论文名称:
DEEP COMPRESSION: COMPRESSING DEEP NEURAL NETWORKS WITH PRUNING, TRAINED QUANTIZATION AND HUFFMAN CODING
论文链接:
https://arxiv.org/pdf/1803.03635.pdf
First, we prune the networking by removing the redundant connections, keeping only the most informative connections. Next, the weights are quantized so that multiple connections share the same weight, thus only the codebook (effective weights) and the indices need to be stored. Finally, we apply Huffman coding to take advantage of the biased distribution of effective weights.

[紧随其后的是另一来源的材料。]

PR #410, opened 2019-07-26
Allow NUMBER and DATETIME to take strings, numbers, dates

stasm:
This PR relaxes the type guards inthe `NUMBER` and `DATETIME` builtins. They now accept strings, `FluentNumbers`, and `FluentDateTimes`. However, if the native value of the argument results in a `NaN` during `parseFloat`, an error is thrown.

Furthermore, `FluentDateTime` now stores the date as a number, which works well with the `isNaN` check mentioned above. `DateTimeFormat.format()` converts its `Date`-typed argument to a number anyways.

### DIFF
--- a/fluent/src/builtins.js
+++ b/fluent/src/builtins.js
@@ -31,11 +31,12 @@ function NUMBER([arg], opts) {
     return new FluentNone(`NUMBER(${arg.valueOf()})`);
   }
 
-  if (arg instanceof FluentNumber) {
-    return new FluentNumber(arg.valueOf(), merge(arg.opts, opts));
+  let value = parseFloat(arg.valueOf());
+  if (Number.isNaN(value)) {
+    throw new TypeError("Invalid argument to NUMBER");
   }
 
-  throw new TypeError("Invalid argument type to NUMBER");
+  return new FluentNumber(value, merge(arg.opts, opts));
 }
 
 export
@@ -44,9 +45,10 @@ function DATETIME([arg], opts) {
     return new FluentNone(`DATETIME(${arg.valueOf()})`);
   }
 
-  if (arg instanceof FluentDateTime) {
-    return new FluentDateTime(arg.valueOf(), merge(arg.opts, opts));
+  let value = parseFloat(arg.valueOf());
+  if (Number.isNaN(value)) {
+    throw new TypeError("Invalid argument to DATETIME");
   }
 
-  throw new TypeError("Invalid argument type to DATETIME");
+  return new FluentDateTime(value, merge(arg.opts, opts));
 }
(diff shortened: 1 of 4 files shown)


fluent/test/functions_builtin_test.js
```diff
@@ -99,24 +99,19 @@ suite('Built-in functions', function() {
...
-      assert.strictEqual(errors.length, 1);
-      assert.ok(errors[0] instanceof TypeError);
-      assert.strictEqual(errors[0].message, "Invalid argument type to NUMBER");
+      assert.strictEqual(bundle.formatPattern(msg.value, args, errors), '147,510,720,000,000%');
+      assert.strictEqual(errors.length, 0);
 
       errors = [];
       msg = bundle.getMessage('num-bad-opt');
-      assert.strictEqual(bundle.formatPattern(msg.value, args, errors), '{NUMBER()}');
+      assert.strictEqual(bundle.formatPattern(msg.value, args, errors), '1475107200000');
```
stasm: This value comes from here: https://github.com/projectfluent/fluent.js/blob/d3022dec7a68020e0dc0a3d295c0261ec4b21e71/fluent/src/types.js#L97

The variable reference resolved fine, but the bad option caused `toString` to go into the error branch. The error is correctly reported, but I'm not sure if just `return this.value` is the right fallback. We need to return a string here, so `FluentNone` is not option.

stasm: Perhaps simulating the result of a `FluentNone` would be better? I.e. `return "{???}"`.

stasm: Or, we could format using some reasonable defaults.

stasm: In 81cbe84 I changed this to return safe defaults.

fluent/src/resolver.js
```diff
@@ -134,10 +134,10 @@ function VariableReference(scope, {name}) {
     case "string":
       return arg;
     case "number":
-      return new FluentNumber(arg);
+      return new FluentNumber(parseFloat(arg));
```
Pike: This one's not needed, we know we have a number.

fluent/src/types.js
```diff
@@ -107,12 +106,14 @@ export class FluentDateTime extends FluentType {
   /**
    * Create an instance of `FluentDateTime` with options to the
    * `Intl.DateTimeFormat` constructor.
-   * @param   {(Date|number|string)} value
+   * @param   {number} value
```
Pike: Make this a bit more precise? `timestamp in milliseconds` or so?

fluent/src/builtins.js
```diff
@@ -44,9 +45,10 @@ function DATETIME([arg], opts) {
     return new FluentNone(`DATETIME(${arg.valueOf()})`);
   }
 
-  if (arg instanceof FluentDateTime) {
-    return new FluentDateTime(arg.valueOf(), merge(arg.opts, opts));
+  let value = parseFloat(arg.valueOf());
```
Pike: Let's use `Number` here.

PR #4248, opened 2022-10-07
a11y - 4247 - Remove nested h2

### LINKED ISSUE #4247: Edit Pool Page - h2 cannot be a child of h2
image

esizer:
Resolves #4247 

## Summary

This removes the nested `<h2> elements on the `EditPool` page.

## Testing

2. Navigate to a pool `/admin/pools/{poolId}/edit`
3. Confirm there are no nested `<h2>` elements or errors in the console

### DIFF
--- a/frontend/admin/src/js/components/pool/EditPool/AssetSkillsSection.tsx
+++ b/frontend/admin/src/js/components/pool/EditPool/AssetSkillsSection.tsx
@@ -58,8 +58,8 @@ export const AssetSkillsSection = ({
 
   return (
     <TableOfContents.Section id={sectionMetadata.id}>
-      <TableOfContents.Heading>
-        <h2 data-h2-margin="base(x3, 0, x1, 0)">{sectionMetadata.title}</h2>
+      <TableOfContents.Heading data-h2-margin="base(x3, 0, x1, 0)">
+        {sectionMetadata.title}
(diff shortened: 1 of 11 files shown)


vd1992:
are the font changes desired per Storybook?
https://www.chromatic.com/build?appId=61e099a1bb1465003a73d3ce&number=3493

vd1992 (commented):
are the font changes desired per Storybook?
https://www.chromatic.com/build?appId=61e099a1bb1465003a73d3ce&number=3493

esizer:
> are the font changes desired per Storybook?

I think so but I'm not certain. It is now using the styles defined in the `Heading` component where before it was using browser defaults.

@JoshBeveridge should these styles be updated or are they the correct ones? I think what is happening is that even though they are supposed to structurally be `<h2>` we want to present them as `<h3>`, am I correct in that assumption?

https://github.com/GCTC-NTGC/gc-digital-talent/blob/8b55555169f629bc9a8001ec5384291d52f448f2/frontend/common/src/components/Heading/styles.ts#L8-L12

JoshBeveridge:
@esizer Yeah, this happens in a handful of places, because the default font size of the pertinent heading might be too visually overwhelming for the context, despite the semantics requiring that level.

tristan-orourke (approved):
LGTM

PR #4265, opened 2022-10-11
a11y - 3836 - Remove nested labels, checkbox

### LINKED ISSUE #3836: Form field must not have multiple label elements
## Summary

Multiple label elements is not widely supported in assistive technologies. Ensure the first label contains all necessary information.

## Locations

https://github.com/GCTC-NTGC/gc-digital-talent/blob/c8ff1a196d4275a58269f4273774e165366ee676/frontend/common/src/components/form/Checkbox/Checkbox.tsx#L69-L101

esizer:
Resolves #3836 

## Summary

This removes the wrapping `<label>` element which was providing a second label to the checkbox when `boundingBox={true}` .

## Testing

1. Build talentsearch `npm run production --workspace=talentsearch`
2. Navigate to the following experience forms and confirm is only one label for the bonding box checkboxes
    - Community
    - Education
    - Personal
    - Work

### DIFF
--- a/frontend/admin/src/js/components/pool/EditPool/EditPool.tsx
+++ b/frontend/admin/src/js/components/pool/EditPool/EditPool.tsx
@@ -206,10 +206,7 @@ export const EditPoolForm = ({
       <Breadcrumbs links={links} />
       <div data-h2-container="base(left, large, 0)">
         <TableOfContents.Wrapper>
-          <TableOfContents.Navigation
-            data-h2-background-color="base(dt-gray.light)"
-            data-h2-radius="base(s)"
-          >
+          <TableOfContents.Navigation>
             <TableOfContents.AnchorLink id={sectionMetadata.poolName.id}>
               {sectionMetadata.poolName.title}
             </TableOfContents.AnchorLink>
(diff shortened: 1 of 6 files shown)


vd1992 (changes requested):
a bit of an issue, it makes the text no longer interactive, you cannot click on the text to toggle the box

esizer:
> a bit of an issue, it makes the text no longer interactive, you cannot click on the text to toggle the box

Right, that is why we had it wrapping the input. This may require a bit more reworking 🤔

vd1992:
that's a lot of Chromatic buzz
from what I can tell, it appears to be a shift in the location of the "required" or "optional" label, but that was shifted inconsistently 

image

esizer:
> that's a lot of Chromatic buzz
> from what I can tell, it appears to be a shift in the location of the "required" or "optional" label, but that was shifted inconsistently

Ahh, yeah. Good catch! Had the logic backwards 😓  Updated in [fix appendLabel logic](https://github.com/GCTC-NTGC/gc-digital-talent/pull/4265/commits/b91a8e57d2b1ab3e76be13f42a38939ac69b8cf6)

vd1992 (approved):
- checks green
- Chromatic Diff shows mostly noise rather than changes of concern
- manual testing the checkbox works 

whew, that one ended being trickier than expected. amazing job!

PR #4271, opened 2022-10-12
Bug - Fix enums in other requirements section of edit pool page

### LINKED ISSUE #4243: Edit Pool - Dropdowns with enums try to update with an empty string when opened.
So after fiddling with things for a bit it looks like it only fails for me after I click the Select so I can view the options but click away without selecting one. It looks like this isn't the only place this happens though since I was able to replicate it with the security requirement field.

_Originally posted by @JamesHuf in https://github.com/GCTC-NTGC/gc-digital-talent/issues/4232#issuecomment-1271814725_
      
The forms on the edit pool advertisement page are a bit unusual in that they don't use form validation to ensure all the fields are filled in before submission.  Dropdowns for enums can behave a little strangely.  If the dropdown is opened and then closed without making a selection the backing value is set to an empty string which is an invalid submission for the enum type.  Guards need to be put in to convert the empty string to undefined.

yonikid15:
Resolves #4243

### DIFF
--- a/frontend/admin/src/js/components/pool/EditPool/OtherRequirementsSection.tsx
+++ b/frontend/admin/src/js/components/pool/EditPool/OtherRequirementsSection.tsx
@@ -97,7 +97,9 @@ export const OtherRequirementsSection = ({
 
   const handleSave = (formValues: FormValues) => {
     onSave({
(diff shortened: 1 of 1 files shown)


petertgiles (approved):
Thanks!

PR #4292, opened 2022-10-13
a11y - 4206 - Increase chip touch area

### LINKED ISSUE #4206: Chip dismiss button has no label
h/t @MaddyDaigle 

## Summary

Right now the button to dismiss a `<Chip />` is `<svg role="button" />` and has no text content. This is causing issues for users of assistive technology not being able to properly interact with it.

## Location 

https://github.com/GCTC-NTGC/gc-digital-talent/blob/7ba3ec98cd8500546314ad90797bc5ed1b1a5fbd/frontend/common/src/components/Chip/Chip.tsx#L60-L70

### Wrap Icon

We should be able to just wrap the `svg` in an `button` with stripped styles and provide some text.

#### Example

```tsx
...
<button 
  onClick={onDismiss} 
  aria-label={intl.formatMessage({
    defaultMessage: "Remove {label}",
    description: "Button text to remove a chip"
  })}>
  <svg />
</button>
...
```

### Wrap Chip

Another option is, we could wrap the entire chip in a button? I'm not sure what appropriate text for this would be but might make it easier increasing the target size for things like:

- Small screens
- Motor control disabilities (Cerebral palsy, parkinsons, etc.)

esizer:
Resolves #4206 

## Summary

This wraps a dismissible chip in a button, increasing the touch area. As well, it adds an `aria-label` to improve context for the button action.

## Testing

1. Run storybook `npm run storybook --workspace=common`
2. Open the "Chip Dismiss" story
3. Confirm the following
    - you can click on any area of the 
    - has focus indicator
    - has hover indicator

### DIFF
--- a/frontend/common/src/components/Chip/Chip.stories.tsx
+++ b/frontend/common/src/components/Chip/Chip.stories.tsx
@@ -1,6 +1,7 @@
 import React from "react";
 import { Story, Meta } from "@storybook/react";
 import Chip from "./Chip";
+import Chips from "./Chips";
 import type { ChipProps } from "./Chip";
 
 export default {
@@ -36,13 +37,13 @@ const TemplateNoDismissChip: Story<ChipProps> = (args) => {
 
 const TemplateMultiChip: Story<ChipProps> = (args) => {
   return (
-    <>
+    <Chips>
       <Chip {...args} />
       <Chip {...args} />
       <Chip {...args} />
       <Chip {...args} />
       <Chip {...args} />
-    </>
+    </Chips>
   );
 };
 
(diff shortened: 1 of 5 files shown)


petertgiles (approved):
Looks great.  I love the new hover shadow and that you've got the translation already done!

I'm hoping we can get a review from @MaddyDaigle as well?
https://61e099a1bb1465003a73d3ce-gosydhifjv.chromatic.com/?path=/story/components-chip--chip-dismiss

image

MaddyDaigle:
@esizer @petertgiles - Did a quick little accessibility check & it looks great to me!

Thanks! 👍

PR #4301, opened 2022-10-13
Bug/4279 view candidate page return link + Apache var

### LINKED ISSUE #4279: View candidate - go back link goes to pool advertisement
"Go back link" goes to pool advertisement instead of candidate listing table.

vd1992:
closes #4279 
updated the redirect 
merge #4209 added a flag check onto admin side, this was causing me issue until I realized I needed to update htaccess/apache for it
also hopefully fixes the current failing cypress test on main

test: 
make sure the above works lol
ensure you navigate correctly back when viewing a pool candidate profile


vd1992:
failure on the feature flag off section 

image

vd1992:
above corresponds to this

https://github.com/GCTC-NTGC/gc-digital-talent/blob/90797874ffb696f03b607c669994b07e4685e644/frontend/cypress/integration/admin/pool-candidate.spec.js#L108-L138

vd1992:
same error it appears

image

is the htaccess stuff overriding things in Cypress?

tristan-orourke:
Unfortunately, the cypress tests don't have access to the same env variables as the rest of the app. They use their own set of environment variables, as defined in `frontend/cypress.json`. For the test to work the value of the feature flag there has to match what is saved in apache_env, and - my bad! - it currently does not.

After we upgrade Cypress to v10, we can set this flag to have the same value as the system feature flag.

vd1992:
success!

tristan-orourke (approved):
Great job finding that I missed adding the feature flag to admin/public/.htaccess!

PR #4318, opened 2022-10-14
Fix broken links on application pages

### LINKED ISSUE #4317: Broken links in apply to pool pages
There are a couple problematic links on the apply to pool pages:
- On page 1 the "Step 2: Sign and submit" button uses the user id in place of the application id causing page 2 to fail to find the application.

- On page 2 both the "Step 1: Review my profile" and the "Back to previous step" buttons appear to still use a placeholder link and should be updated to return to the review my application page.

JamesHuf:
Resolves #4317.

Fixes some broken links on the pool application pages.

Test by creating an application and ensuring all the links both application pages (review application page and sign and submit page) work properly.


petertgiles (approved):
Great catches!

PR #4319, opened 2022-10-14
Bug/4300 pool advertisements already applied to

### LINKED ISSUE #4300: Pool Advertisement should look different for existing candidates.
Currently there is no change in the appearance of the Pool Advertisement page if the user has an existing application in the pool. In addition if the user attempts to (re)apply to the pool it resets their status to DRAFT but they can't resubmit their application.
We should probably get some new copy and disable the "Apply for this process" buttons if the user already has a candidate in the pool.

vd1992:
closes #4300 
adds validation to throw an error if the user has a non DRAFT application for a pool
adds a test too, as well as updates ApiMessages (definitely something to start doing more of)

testing:
ensure checks pass
- open `/browse/pools` as well as `/users/:id/applications`
- apply to a posting, should take you to the review application, assert this is reflected in My Applications
- go back to the poster and apply again, should change nothing from the last step
- complete and submit the application, ensure this is reflected in My Applications
- go back to the poster now and apply again 

### assert
- it goes nowhere
- toast appears with Intl message  "You have already submitted an application to this opportunity."
- application status unchanged in My Applications 

### **EDIT**
- now no toast appears, but rather the button should change and no longer be active


petertgiles:
@Jerryescandon You agree with this behavior change and copy?

vd1992:
sorry if you already saw this and were busy, but I'm just going to ping you once more @Jerryescandon

vd1992:
as a stopgap until #4357 is addressed, I have made some tweaks to avoid the frustration of false positives for Cypress

diploma weighting has been adjusted to be vast majority territory

a prior PR increased the number of pools by 10 to a total of 12, now the same candidate count is being seeded over 12 rather than 2 pools which also ties into the above issue
since some of the pools aren't even published, they shouldn't even have candidates, the most important one to ensure has a healthy seeded count is the Digital Talent one
the simple solution I went with was to bias seeding in favour of digital talent, rather than check statuses of all pools

frontend/talentsearch/src/js/components/pool/PoolAdvertisementPage.tsx
```diff
@@ -770,6 +789,23 @@ const PoolAdvertisementPage = ({ id }: PoolAdvertisementPageProps) => {
     visible = true;
   }
 
+  // grab pool candidates of Me, then check whether a pool candidate exists that matches the advertisement AND is submitted
+  const meDataResponse = useGetMePoolCandidatesQuery();
+  const meData = meDataResponse[0]?.data;
```
petertgiles, line 794: Access the data directly out of the array is not the best way to do this.  Check useGetPoolAdvertisementQuery on L781 above this for a better way.

petertgiles (changes requested):
It works!  A little weird to have a button that can never be used but I'm no designer.  :shrug:  :laughing: Just need to patch up your query a bit.

frontend/talentsearch/src/js/components/pool/PoolAdvertisementPage.tsx
vd1992: okay
here https://github.com/GCTC-NTGC/gc-digital-talent/pull/4319/commits/0e3ba54c346724b4e8488c729f8d15865567550b

petertgiles (approved):

PR #4358, opened 2022-10-17
Remove search field for Pools table

### LINKED ISSUE #4280: Pools Table - Search does nothing
https://images.zenhubusercontent.com/364642496/fb0aa20d-e21a-48a3-b707-e654d71b75c8/simplescreenrecorder_2022_10_13_10_08_57.mp4

JamesHuf:
Resolves #4280.

Modifies the Table component to allow removing the search field and removed it on the Pools table.

To test:
- Navigate to the Pools table and confirm it no longer has a search field
- View some other tables and ensure they still have the search field if they did before.


esizer (changes requested):
Looking great so far. We do have some cypress tests that use the search field that will need to be adjusted though.

https://github.com/GCTC-NTGC/gc-digital-talent/blob/7e8cb457ab4729d211b589ea59141ddad7240f7e/frontend/cypress/integration/admin/pools.spec.js#L130-L134

https://github.com/GCTC-NTGC/gc-digital-talent/blob/7e8cb457ab4729d211b589ea59141ddad7240f7e/frontend/cypress/integration/admin/pools.spec.js#L162-L166

JamesHuf:
I removed the searches done in the tests and it's passing locally but not here. I'm not sure why that is.

esizer:
> I removed the searches done in the tests and it's passing locally but not here. I'm not sure why that is.

So, I was able to review this and it looks like the pool we are trying to edit is actually on the second page 😓 

You will like need to add something along the lines of:

```js
cy.findByRole("button", { name: /goto page 2/i }).click();
```

esizer (approved):
Awesome! 😀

本文介绍了模型压缩的主要流程的pipeline,分别是
pruning, trained quantization and Huffman coding。
Pruning
关于Pruning的使用,其实还是比较简单的,难的是,如何利用把pruned model 用于推理。这里,作者提到的用的是csc的参数存储方式。
这样,只需要存储稀疏的点,和点的坐标即可。
TRAINED QUANTIZATION AND WEIGHT SHARING
这一部分包含两个概念,量化和权值共享。
We limit the number of effective weights we need to store by having multiple connections share the same weight, and then fine-tune those shared weights
Weight sharing
We use k-means clustering to identify the shared weights for each layer of a trained network, so that all the weights that fall into the same cluster will share the same weight.
这里权值共享的方式是通过KMeans对于weights聚类,然后. 选择聚类中心代表权值.
权值初始化
权值初始化的方式有多种选择,作者在这里经过研究发现,linear quantization效果最好,.原因是范数较大的权值扮演着很重要的角色,但同时,它们的数量很少, 而其它的方法没有考虑到大权值的影响.
前向传播和反向传播
和常规的传播对比起来, 需要计算kmeans中心所对应的梯度变换, 加入其中.
HUFFMAN CODING
huffman coding是无损编码的一种方式。基于occurance difference,它使用不同长度的codeword去编码不同的source symbol。但是,由于目前难以implementaio,其实使用的并不广泛。